Using tbl and src_monetdblite to access data

2019-08-24 18:53发布

问题:

Sorry if this question has been asked elsewhere, I can't find it. I'm working through some basic examples in MonetDBLite.

> dbGetQuery(dbcon, "SELECT MAX(mpg) FROM mtcars WHERE cyl = 8")
L3
1 19.2

works, but

> ms <- MonetDBLite::src_monetdblite("./DB")
> t <- tbl(ms, "mtcars")
Error in UseMethod("tbl") : 
no applicable method for 'tbl' applied to an object of class
"c('src_monetdb', 'src_sql', 'src')"

It seems that it's trying to assign the db to t not the table.

Any suggestions would be greatly appreciated.

I've been perusing resources and found a useR2016 presentation and noticed a difference here:

> ms
src:  MonetDBEmbeddedConnection
tbls: mtcars

Curious...

回答1:

I'm a huge fan of using MonetDBLite together with dplyr. My addition to Hannes Mühleisen's (thanks for the package!) answer would be that it appears that the order you load the packages can matter. Loading MonetDBLite after dplyr and dbplyr seems to be the key for me. Loading MonetDBLite first causes errors similar to the one nzgwynn noted.
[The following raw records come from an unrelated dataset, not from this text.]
PR #1751, opened 2023-10-23
Added Python 3.12 support

thomasmaclean:


dilipped (approved):
Couple of things to verify

1. Make sure that pip install works on 3.12, just to make sure that we have the right dependency versions there.
2. Re-run parity check for hash.py

PR #1754, opened 2023-11-04
Allow accessing public data with anonymous user  when shim is turned ON

dilipped:
Accessing public data does not require authentication. In gsutil, this works out-of-the-box. In `gcloud storage`, the user has to set `auth/disable_credentials` property to use it without authentication (i.e without setting up an active account). For the shim, in order to not break the workflow of existing users who rely on the gsutil behavior, we will set the `auth/disable_credentials` property automatically if we detect that `gcloud` doesn't have any active account configured.

The change has been tested manually

### Before:
```
$ CLOUDSDK_CORE_PASS_CREDENTIALS_TO_GSUTIL=1 GCLOUD_BINARY_PATH=/usr/bin/gcloud python3 gsutil.py -o "GSUtil:use_gcloud_storage=True"  ls  gs://pub/test.txt
ERROR: (gcloud.storage.ls) You do not currently have an active account selected.
Please run:

  $ gcloud auth login

to obtain new credentials.

If you have already logged in with a different account, run:

  $ gcloud config set account ACCOUNT

to select an already authenticated account to use.

```

### After:
```
$ CLOUDSDK_CORE_PASS_CREDENTIALS_TO_GSUTIL=1 GCLOUD_BINARY_PATH=/usr/bin/gcloud python3 gsutil.py -o "GSUtil:use_gcloud_storage=True"  ls  gs://pub/test.txt
gs://pub/test.txt
```

### DIFF
--- a/gslib/tests/test_shim_util.py
+++ b/gslib/tests/test_shim_util.py
@@ -406,6 +406,20 @@ class TestTranslateToGcloudStorageIfRequested(testcase.GsUtilUnitTestCase):
         parallel_operations=True,
         bucket_storage_uri_class=mock.ANY,
         gsutil_api_class_map_factory=mock.MagicMock())
+    
+    # Translator calls `gcloud config get account` to check active account
+    # using subprocess.run().
+    # We don't care about this call for most of the tests below, so we are
+    # simply patching this here.
+    # There are separate tests to check this call is being made.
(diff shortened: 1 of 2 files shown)


dilipped:
Closing in favor of https://github.com/GoogleCloudPlatform/gsutil/pull/1755

PR #1755, opened 2023-11-04
Allow accessing public data with anonymous user when shim is turned ON

dilipped:
Accessing public data does not require authentication. In gsutil, this works out-of-the-box. In `gcloud storage`, the user has to set `auth/disable_credentials` property to use it without authentication (i.e without setting up an active account). For the shim, in order to not break the workflow of existing users who rely on the gsutil behavior, we will set the `auth/disable_credentials` property automatically if we detect that `gcloud` doesn't have any active account configured.

The change has been tested manually

### Before:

Sometimes I could connect to the database with no problems. Other times I would get error messages like:

Error in UseMethod("db_query_fields") : no applicable method for 'db_query_fields' applied to an object of class "MonetDBEmbeddedConnection"

Like nzgwynn, I was puzzled about why it would work sometimes but not others. Restarting and reinstalling wouldn't necessarily fix it for me.

This clue, from an issue filed about sparklyr, lead me to explore the package loading order:

https://github.com/rstudio/sparklyr/issues/38

Like noted there with sparklyr, and I've noticed with other R database packages, MonetDBLite will load and attach automatically if the Global Environment already contains a connection object. My problem was that I had an src_monetdb object in my workspace, which was causing MonetDBLite to load upon starting RStudio. So I while I thought I was loading it after dplyr and dbplyr, it was really loading first. If I clear the workspace and then restart, I can load the packages in the preferred order. So far, this method has worked.

I've seen starting with a clean workspace advised as good practice generally, e.g.: https://twitter.com/hadleywickham/status/561146907519500288. Starting with a fresh workspace loses you no time either given MonetDBLite's speedy query ability.

Lastly, I would put a enthusiastic pitch in for using MonetDBLite. I saw it mentioned on RStudio's database page and was immediately impressed on how easy it was to setup and how fast it is. It's the best way I've found for working with a ~2 GB dataset in R. When exploring the data interactively, the dplyr queries run so quickly that it feels like I'm working with the data in memory. And if all I want to do is load the whole dataset into memory, MonetDBLite is as fast or faster than other methods I've tried like read.fst() from the fst package.



回答2:

I closed R and opened it again and the same coding worked fine...



回答3:

You need to call library("dplyr") before using tbl and friends. Also make sure you have dbplyr installed.

Update: Also, please make sure there is no connection object (src) in a stored workspace loaded at startup. Loading connections from .Rdata files does not work! Instead, create the connection/src from scratch every time you run a script.